We have shown how Bayesian adaptive designs can substantially outperform a fixed design in terms of lower type I and II errors, and average sample size in a real-world oncology clinical trial. The virtual re-executions of real-world data were consistent with the simulation results. Although in general delayed outcomes are problematic for adaptive trial designs [24], we were able to demonstrate the benefits of using such designs across a range of median survival times in the range of 7 to 18 months via simulation. The shortlisted designs are specific to our clinical scenario; other clinical scenarios would require different designs to be found through their own simulations [25]. In particular, it may be harder to find adaptive designs with good operating characteristics in scenarios with longer survival times, faster recruitment rates, and more loss to follow-up. Note also that the posterior probability and PPBS designs assumed exponentially distributed survival times which may be not be suitable for studies where this assumption is unjustifiable.

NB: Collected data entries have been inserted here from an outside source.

PR #525, opened 2024-06-24
improvements to besom-cfg 

lbialy:


besom-cfg/lib/src/main/scala/Configured.scala
```diff
@@ -3,6 +3,11 @@ package besom.cfg
 import scala.quoted.*
 import besom.json.*
 import besom.cfg.internal.*
+import besom.util.Validated
+import scala.util.control.NoStackTrace
+import org.checkerframework.checker.units.qual.A
```
lbialy, line 8: ffs Metals!!!!

Justfile
```diff
@@ -314,65 +313,106 @@ publish-language-plugins-all: package-language-plugins-all
 compile-cfg-lib: publish-local-json publish-local-core
 	scala-cli --power compile besom-cfg/lib --suppress-experimental-feature-warning
 
+compile-cfg-containers: publish-local-cfg-lib publish-local-model
+	scala-cli --power compile besom-cfg/containers --suppress-experimental-feature-warning
+
 # Compiles besom-cfg k8s module
-compile-cfg-k8s: publish-local-cfg-lib
+compile-cfg-k8s: publish-local-cfg-lib publish-local-cfg-containers
 	just cli packages local kubernetes:4.17.1
```
prolativ, line 321: Is it intentional to have this version fixed here? What about publishing this module to maven? Are we going to always release besom-kubernetes for the latest k8s version and for 4.17.1? Otherwise this module will be unusable when downloaded from maven central, right?

besom-cfg/containers/.scalafmt.conf
prolativ, line 1: Is this file actually used? It looks that our CI uses the `.scalafmt.conf` file from the project's root to verify formatting throughout the project

besom-cfg/lib/src/main/scala/Configured.scala
prolativ, line 8: I believe this line is still to be removed

besom-cfg/lib/src/main/scala/Configured.scala
```diff
@@ -3,6 +3,11 @@ package besom.cfg
...
+
+final val Version = "0.4.0-SNAPSHOT"
```
prolativ, line 10: Yet another place to remember about when bumping versions 😞 
How about using scala-cli's `BuildInfo` to keep this up to date with what we have in the module's build definition?

besom-cfg/lib/src/main/scala/Configured.scala
```diff
@@ -26,75 +31,84 @@ import besom.cfg.internal.*
...
+        }
       }
-    }
+    end derivedImpl
+  end FromEnv
 end Configured
 
-def resolveConfiguration[A](using c: Configured[A]): A =
-  c.newInstanceFromEnv()
+def resolveConfiguration[A, INPUT: Default](using c: Configured[A, INPUT]): A =
```
prolativ, line 102: Is this supposed to be proper API for users?
Should they then call something like `resolveConfiguration[Foo, Map[String, String]]`?
Are we sure this is going to work well when we mix type inference and implicit resolution with overloading?

Justfile
lbialy: version is indeed fixed here and in project.scala for cfg-k8s, does it matter though? macro-stuff is going away, codegen is going to generate classes for the user without depending explicitly on besom-kubernetes.

besom-cfg/lib/src/main/scala/Configured.scala
lbialy: what the hell, I did kill it

lbialy: ok, pushed fix

besom-cfg/lib/src/main/scala/Configured.scala
lbialy: yeah but no, we're moving away from macros, right?

besom-cfg/lib/src/main/scala/Configured.scala
lbialy: this is a good question and I think this was WIP but since we're killing macros-based approach we can ignore this and figure that out later, no?

prolativ: ok

prolativ (approved):

besom-cfg/lib/src/main/scala/Configured.scala
lbialy: fixed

Our study considered five different decision methods for early stopping. To our knowledge, this is the first time these have been directly compared in this way. For all five decision methods, we were able to shortlist designs with higher power, lower type I error, and lower average sample size compared to the fixed design. Among the five decision methods, the shortlisted designs using PPS, CPS, Goldilocks, and PPBS had noticeably better operating characteristics than those using posterior probability. This may be because trials governed by posterior probability decisions have a substantial probability of reaching maximum sample size without reaching a conclusion, resulting in inefficiency, whereas this is not the case for with PPS, CPS, Goldilocks, and PPBS-based decision methods. Overall, PPS and the closely related Goldilocks decision method offered the best performance, whether prioritising small average sample size or high power. This pattern was consistent across a wide range of simulated effect sizes, and also when the shortlisted designs were applied to real-world trial data. This may be because PPS and Goldilocks are inherently more efficient than the other decision methods, or because our search space of candidate designs happened to be more suited towards them. Whatever the case, PPS and Goldilocks may offer more potential than posterior probability in designs for similar clinical scenarios.

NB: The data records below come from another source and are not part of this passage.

PR #529, opened 2024-07-03
Use Iterable instead of List

### LINKED ISSUE #431: Use more generic collection interfaces in inputs of user API
Currently we require `List` in most user-facing APIs and as a consequence we force the user to add things like `.map(_.toList)` when the API itself does not return a `List`, e.g.:

```scala
ecs.FargateServiceArgs(
          networkConfiguration = ServiceNetworkConfigurationArgs(
            ...
            securityGroups =
              loadBalancer.defaultSecurityGroup.map(_.map(_.id)).map(_.toList) // <-- unnecessary
          ),
...)
```

PawelGizka:
closes #431 

Tested on aws-eks using both Iterable and List as Input. Additionally tested both Iterable and List as stack outputs.


core/src/main/scala/besom/internal/codecs.scala
```diff
@@ -1074,17 +1075,25 @@ object Encoder:
...
+          joinedMetadata -> values.toList.asValue
         }
 
+  given listEncoder[A](using innerEncoder: Encoder[A]): Encoder[List[A]] = iterableEncoder.contramap[List[A]](a => a)
+
+  given seqEncoder[A](using innerEncoder: Encoder[A]): Encoder[Seq[A]] = iterableEncoder.contramap[Seq[A]](a => a)
+
+  given indexedSeqEncoder[A](using innerEncoder: Encoder[A]): Encoder[IndexedSeq[A]] = iterableEncoder.contramap[IndexedSeq[A]](a => a)
+
+  given setEncoder[A](using innerEncoder: Encoder[A]): Encoder[Set[A]] = iterableEncoder.contramap[Set[A]](a => a)
```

Bayesian adaptive trials have potential to substantially improve the way trials are conducted in medical oncology. Smaller average sample sizes in medical oncology trials would mean better cancer treatments are identified more quickly, and with lower research and development costs, including fewer patients randomised to suboptimal treatments. Higher power means fewer effective treatments remaining unidentified.

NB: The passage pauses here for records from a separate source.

PR #544, opened 2024-09-25
Pass plugin discoverer output via a temp file

prolativ:
Build tools might add some garbage to stdout while running the plugin discoverer.
Printing the result's json into a file should solve this problem and make plugins discovery more reliable.

Also bumping pulumi version used in CI


lbialy (approved):
LGTM

PR #557, opened 2025-03-03
Add readme for publish local

kasiaMarek:


yaga/README.md
```diff
@@ -0,0 +1,17 @@
+## Publish Local
+
+### Prerequisites:
+  - [scala-cli](https://scala-cli.virtuslab.org) - enable power mode by running `scala-cli config power true`
+  - [gh](https://cli.github.com) - log in (running `gh auth token` should return a valid github account token)
+  - [polumni](https://www.pulumi.com/docs/iac/download-install/)
```
prolativ, line 6:
```suggestion
  - [pulumi](https://www.pulumi.com/docs/iac/download-install/)
```

yaga/README.md
```diff
@@ -0,0 +1,17 @@
...
+  - [go](https://go.dev)
```
prolativ, line 7: I don't think yaga requires go by itself - it's needed for besom. BTW we should mention building besom as a prerequisite

prolativ: Or is it about installing just (which probably also should be mentioned here)

kasiaMarek: > BTW we should mention building besom as a prerequisite

It's part of building `yaga` (lower).

> I don't think yaga requires go by itself

`go` it is needed to run `besom` tests, which are ran when you build `besom`.

prolativ (approved):

PR #623, opened 2026-08-18
Hotfix diagnostics: validate per feature, merge matching ranges

lbialy:
Three related problems, all of the "the overlay quietly stopped working" kind, found while triaging `just cli packages generate-all` failures.

1. A typeRename targeting a *type* was reported as skipped even though it applied, and a rename targeting nothing was applied to nothing in silence. Features are now validated separately, with provenance.

2. Only the first matching version-range directory was loaded, so overlapping ranges dropped hotfixes silently. All matching ranges now merge; conflicting tokens fail loudly.

3. azure-native's hotfixes are reorganised accordingly — chaos/* keeps an  upper bound as a record of past workarounds, StorageAutogrow moves to an open-ended range so it keeps applying on 3.x.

To foster the the use of Bayesian adaptive designs their unfamiliarity among researchers must continue to be addressed. Studies such as this one, using real-world trial data in virtual re-executions, are important in addressing such unfamiliarity.

Conclusion

Compared to fixed designs, Bayesian adaptive designs can offer substantial improvements in terms of higher power and lower average sample, even for time-to-event outcomes with median times in the order of many months. Researchers in oncology designing new studies should consider whether their trials would benefit from using a Bayesian adaptive design.